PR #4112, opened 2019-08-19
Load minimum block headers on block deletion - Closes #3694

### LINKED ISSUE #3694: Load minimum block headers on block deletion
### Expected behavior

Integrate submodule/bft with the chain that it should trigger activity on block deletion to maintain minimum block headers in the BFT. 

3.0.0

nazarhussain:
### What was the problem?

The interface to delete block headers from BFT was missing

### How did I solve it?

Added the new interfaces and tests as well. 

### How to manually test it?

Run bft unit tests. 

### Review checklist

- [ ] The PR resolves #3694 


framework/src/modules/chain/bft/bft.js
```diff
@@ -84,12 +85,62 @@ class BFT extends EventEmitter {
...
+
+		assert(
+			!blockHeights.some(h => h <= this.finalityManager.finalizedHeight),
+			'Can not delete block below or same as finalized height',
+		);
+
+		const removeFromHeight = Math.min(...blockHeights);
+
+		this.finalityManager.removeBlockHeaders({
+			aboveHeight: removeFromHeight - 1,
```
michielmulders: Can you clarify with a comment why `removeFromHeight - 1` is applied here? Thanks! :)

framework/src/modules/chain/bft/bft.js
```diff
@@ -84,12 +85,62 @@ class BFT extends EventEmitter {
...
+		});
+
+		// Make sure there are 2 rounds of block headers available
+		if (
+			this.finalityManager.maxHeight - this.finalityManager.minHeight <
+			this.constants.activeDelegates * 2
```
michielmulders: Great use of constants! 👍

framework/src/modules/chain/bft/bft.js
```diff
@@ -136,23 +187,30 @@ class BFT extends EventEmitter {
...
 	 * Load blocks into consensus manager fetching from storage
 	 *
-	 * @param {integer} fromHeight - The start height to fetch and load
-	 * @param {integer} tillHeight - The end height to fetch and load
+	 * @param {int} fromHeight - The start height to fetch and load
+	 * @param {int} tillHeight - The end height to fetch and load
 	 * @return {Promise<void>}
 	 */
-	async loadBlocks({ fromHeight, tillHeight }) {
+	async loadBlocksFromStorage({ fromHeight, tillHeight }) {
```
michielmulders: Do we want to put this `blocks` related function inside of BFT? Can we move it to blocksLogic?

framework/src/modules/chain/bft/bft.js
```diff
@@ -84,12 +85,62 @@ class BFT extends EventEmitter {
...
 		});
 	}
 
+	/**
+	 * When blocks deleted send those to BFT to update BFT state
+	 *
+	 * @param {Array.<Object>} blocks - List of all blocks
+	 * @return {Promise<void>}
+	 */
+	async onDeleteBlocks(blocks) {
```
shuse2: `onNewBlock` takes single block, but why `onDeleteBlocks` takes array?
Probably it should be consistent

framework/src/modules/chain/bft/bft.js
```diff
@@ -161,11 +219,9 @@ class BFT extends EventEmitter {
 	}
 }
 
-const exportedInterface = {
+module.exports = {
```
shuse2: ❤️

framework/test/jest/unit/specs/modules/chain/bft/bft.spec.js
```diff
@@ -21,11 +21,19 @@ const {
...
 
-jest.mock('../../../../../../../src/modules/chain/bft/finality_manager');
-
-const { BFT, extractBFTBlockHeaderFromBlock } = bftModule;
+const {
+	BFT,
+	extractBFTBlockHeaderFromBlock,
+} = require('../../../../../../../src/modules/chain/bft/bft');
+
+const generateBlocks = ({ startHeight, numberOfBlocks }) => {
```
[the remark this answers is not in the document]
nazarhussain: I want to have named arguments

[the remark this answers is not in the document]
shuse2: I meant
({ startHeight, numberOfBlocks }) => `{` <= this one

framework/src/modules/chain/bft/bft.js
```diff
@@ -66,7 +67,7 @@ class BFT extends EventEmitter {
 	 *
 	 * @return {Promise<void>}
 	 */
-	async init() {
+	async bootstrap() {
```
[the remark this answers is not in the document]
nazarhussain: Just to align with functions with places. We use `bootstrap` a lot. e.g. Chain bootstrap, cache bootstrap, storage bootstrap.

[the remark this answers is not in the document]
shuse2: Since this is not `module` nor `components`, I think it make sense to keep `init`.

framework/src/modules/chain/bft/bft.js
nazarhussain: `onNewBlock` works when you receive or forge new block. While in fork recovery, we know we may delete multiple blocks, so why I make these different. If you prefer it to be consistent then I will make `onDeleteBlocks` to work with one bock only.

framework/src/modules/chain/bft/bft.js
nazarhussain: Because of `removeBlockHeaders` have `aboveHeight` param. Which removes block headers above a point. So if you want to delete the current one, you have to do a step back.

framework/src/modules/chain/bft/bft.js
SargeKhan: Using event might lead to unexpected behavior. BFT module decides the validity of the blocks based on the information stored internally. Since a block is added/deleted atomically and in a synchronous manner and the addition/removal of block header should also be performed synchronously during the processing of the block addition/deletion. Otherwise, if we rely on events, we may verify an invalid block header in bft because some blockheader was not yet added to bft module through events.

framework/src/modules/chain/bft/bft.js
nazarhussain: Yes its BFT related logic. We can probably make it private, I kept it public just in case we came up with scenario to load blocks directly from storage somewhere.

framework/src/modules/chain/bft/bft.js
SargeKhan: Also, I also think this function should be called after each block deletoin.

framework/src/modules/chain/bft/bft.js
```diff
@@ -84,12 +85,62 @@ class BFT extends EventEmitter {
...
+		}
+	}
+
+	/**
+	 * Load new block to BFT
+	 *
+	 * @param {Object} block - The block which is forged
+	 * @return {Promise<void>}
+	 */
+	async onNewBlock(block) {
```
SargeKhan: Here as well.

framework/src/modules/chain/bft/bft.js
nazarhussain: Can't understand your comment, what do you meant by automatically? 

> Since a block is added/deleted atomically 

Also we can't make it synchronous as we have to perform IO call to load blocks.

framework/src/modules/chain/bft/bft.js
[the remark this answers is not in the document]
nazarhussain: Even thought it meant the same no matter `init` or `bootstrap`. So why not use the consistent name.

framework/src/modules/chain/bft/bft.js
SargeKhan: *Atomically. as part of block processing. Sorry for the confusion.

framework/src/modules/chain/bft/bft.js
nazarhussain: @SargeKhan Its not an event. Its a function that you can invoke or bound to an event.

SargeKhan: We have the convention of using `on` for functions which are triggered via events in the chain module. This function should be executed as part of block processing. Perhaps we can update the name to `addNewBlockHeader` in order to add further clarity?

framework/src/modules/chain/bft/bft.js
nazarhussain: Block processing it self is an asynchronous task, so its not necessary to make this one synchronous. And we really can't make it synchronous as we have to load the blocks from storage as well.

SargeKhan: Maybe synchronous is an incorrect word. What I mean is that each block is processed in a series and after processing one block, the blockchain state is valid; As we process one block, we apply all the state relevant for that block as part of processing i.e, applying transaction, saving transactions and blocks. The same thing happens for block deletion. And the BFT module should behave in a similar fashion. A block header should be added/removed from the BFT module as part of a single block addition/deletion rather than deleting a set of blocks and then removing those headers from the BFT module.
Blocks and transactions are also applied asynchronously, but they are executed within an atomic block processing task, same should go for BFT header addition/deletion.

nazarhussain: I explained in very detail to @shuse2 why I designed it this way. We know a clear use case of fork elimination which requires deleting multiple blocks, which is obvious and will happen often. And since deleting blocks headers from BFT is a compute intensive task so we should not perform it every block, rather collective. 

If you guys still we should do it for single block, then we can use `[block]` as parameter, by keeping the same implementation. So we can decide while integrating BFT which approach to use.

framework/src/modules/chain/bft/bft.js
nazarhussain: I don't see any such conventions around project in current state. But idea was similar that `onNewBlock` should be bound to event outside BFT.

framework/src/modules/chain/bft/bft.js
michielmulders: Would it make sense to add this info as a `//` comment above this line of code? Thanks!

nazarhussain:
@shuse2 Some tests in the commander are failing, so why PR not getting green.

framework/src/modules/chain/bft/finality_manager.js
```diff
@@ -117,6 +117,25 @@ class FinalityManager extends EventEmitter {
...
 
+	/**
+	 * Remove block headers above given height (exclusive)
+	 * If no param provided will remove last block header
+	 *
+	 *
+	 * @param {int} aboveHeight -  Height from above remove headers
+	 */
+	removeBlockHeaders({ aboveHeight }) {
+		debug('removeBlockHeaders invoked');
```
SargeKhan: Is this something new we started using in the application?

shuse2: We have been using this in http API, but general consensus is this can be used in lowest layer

* * * * * * *

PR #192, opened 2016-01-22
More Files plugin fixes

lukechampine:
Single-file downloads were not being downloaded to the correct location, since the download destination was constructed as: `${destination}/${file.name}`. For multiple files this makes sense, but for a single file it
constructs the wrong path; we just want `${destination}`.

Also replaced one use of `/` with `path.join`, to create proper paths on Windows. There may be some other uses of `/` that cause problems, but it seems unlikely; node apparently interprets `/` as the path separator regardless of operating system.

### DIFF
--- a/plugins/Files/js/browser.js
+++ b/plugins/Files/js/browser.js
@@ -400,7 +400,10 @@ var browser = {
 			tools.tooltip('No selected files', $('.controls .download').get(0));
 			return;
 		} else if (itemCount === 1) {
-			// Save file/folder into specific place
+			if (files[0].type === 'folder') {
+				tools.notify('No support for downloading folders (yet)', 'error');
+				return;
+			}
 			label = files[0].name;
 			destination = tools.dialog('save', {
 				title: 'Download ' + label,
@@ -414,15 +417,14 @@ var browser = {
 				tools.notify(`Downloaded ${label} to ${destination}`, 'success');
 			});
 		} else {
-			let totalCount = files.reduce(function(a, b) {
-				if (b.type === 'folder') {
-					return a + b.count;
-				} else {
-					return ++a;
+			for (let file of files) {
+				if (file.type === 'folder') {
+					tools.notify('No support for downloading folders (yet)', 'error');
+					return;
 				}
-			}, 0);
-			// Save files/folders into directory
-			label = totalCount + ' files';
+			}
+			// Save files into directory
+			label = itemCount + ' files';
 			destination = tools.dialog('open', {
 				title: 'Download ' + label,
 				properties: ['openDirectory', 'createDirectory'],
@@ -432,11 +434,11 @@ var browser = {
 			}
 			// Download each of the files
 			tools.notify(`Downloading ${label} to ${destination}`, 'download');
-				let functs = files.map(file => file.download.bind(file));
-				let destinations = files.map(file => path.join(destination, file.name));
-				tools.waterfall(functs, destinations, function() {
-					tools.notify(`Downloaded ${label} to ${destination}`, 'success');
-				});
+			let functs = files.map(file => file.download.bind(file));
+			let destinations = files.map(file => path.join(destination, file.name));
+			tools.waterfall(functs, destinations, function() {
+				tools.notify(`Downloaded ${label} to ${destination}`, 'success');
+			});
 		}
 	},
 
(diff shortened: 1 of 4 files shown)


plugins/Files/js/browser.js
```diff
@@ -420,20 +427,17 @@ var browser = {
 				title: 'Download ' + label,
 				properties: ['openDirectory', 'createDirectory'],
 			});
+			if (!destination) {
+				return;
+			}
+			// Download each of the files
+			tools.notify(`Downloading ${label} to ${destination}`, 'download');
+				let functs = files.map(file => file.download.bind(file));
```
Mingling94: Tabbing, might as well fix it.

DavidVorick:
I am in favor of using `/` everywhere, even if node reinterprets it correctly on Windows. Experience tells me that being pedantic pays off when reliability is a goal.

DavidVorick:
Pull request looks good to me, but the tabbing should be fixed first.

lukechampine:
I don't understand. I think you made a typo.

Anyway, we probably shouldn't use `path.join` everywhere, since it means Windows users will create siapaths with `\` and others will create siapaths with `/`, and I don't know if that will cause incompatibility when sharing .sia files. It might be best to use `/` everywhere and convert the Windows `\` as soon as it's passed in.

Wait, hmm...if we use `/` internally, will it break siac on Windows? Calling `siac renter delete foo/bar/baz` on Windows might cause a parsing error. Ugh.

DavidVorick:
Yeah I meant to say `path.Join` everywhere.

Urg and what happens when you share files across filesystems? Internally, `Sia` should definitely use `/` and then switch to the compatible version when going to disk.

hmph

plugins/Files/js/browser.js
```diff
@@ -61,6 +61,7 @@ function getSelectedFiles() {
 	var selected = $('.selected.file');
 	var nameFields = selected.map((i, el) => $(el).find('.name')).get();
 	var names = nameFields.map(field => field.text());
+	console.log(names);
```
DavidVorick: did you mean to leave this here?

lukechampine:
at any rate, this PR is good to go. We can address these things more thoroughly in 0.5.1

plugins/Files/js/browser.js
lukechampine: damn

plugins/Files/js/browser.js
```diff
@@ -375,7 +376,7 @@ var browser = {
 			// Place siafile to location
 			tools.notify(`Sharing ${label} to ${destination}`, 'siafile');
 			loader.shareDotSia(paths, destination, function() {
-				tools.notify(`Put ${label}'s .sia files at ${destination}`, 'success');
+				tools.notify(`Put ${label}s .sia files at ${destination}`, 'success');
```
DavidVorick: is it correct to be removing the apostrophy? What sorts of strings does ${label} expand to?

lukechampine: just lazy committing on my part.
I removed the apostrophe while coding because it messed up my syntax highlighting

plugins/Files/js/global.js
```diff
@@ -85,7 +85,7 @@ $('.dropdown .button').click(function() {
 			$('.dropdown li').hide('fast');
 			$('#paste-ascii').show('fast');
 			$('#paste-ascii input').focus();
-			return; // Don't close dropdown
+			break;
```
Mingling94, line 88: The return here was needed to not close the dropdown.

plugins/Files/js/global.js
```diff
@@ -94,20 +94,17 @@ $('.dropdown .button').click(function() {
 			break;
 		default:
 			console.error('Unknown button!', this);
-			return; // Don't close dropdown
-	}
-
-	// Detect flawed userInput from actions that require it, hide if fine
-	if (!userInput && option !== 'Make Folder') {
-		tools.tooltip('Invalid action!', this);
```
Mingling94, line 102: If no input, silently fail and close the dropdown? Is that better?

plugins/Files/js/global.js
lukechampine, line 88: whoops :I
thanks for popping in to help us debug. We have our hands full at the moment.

* * * * * * *

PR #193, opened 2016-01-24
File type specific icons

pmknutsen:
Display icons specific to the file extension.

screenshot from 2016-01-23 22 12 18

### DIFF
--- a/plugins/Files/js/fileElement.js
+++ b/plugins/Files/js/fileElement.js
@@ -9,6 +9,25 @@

* * * * * * *

Only the number is needed: state how many lines in the listing contain "unit".

_Final answer:_ 2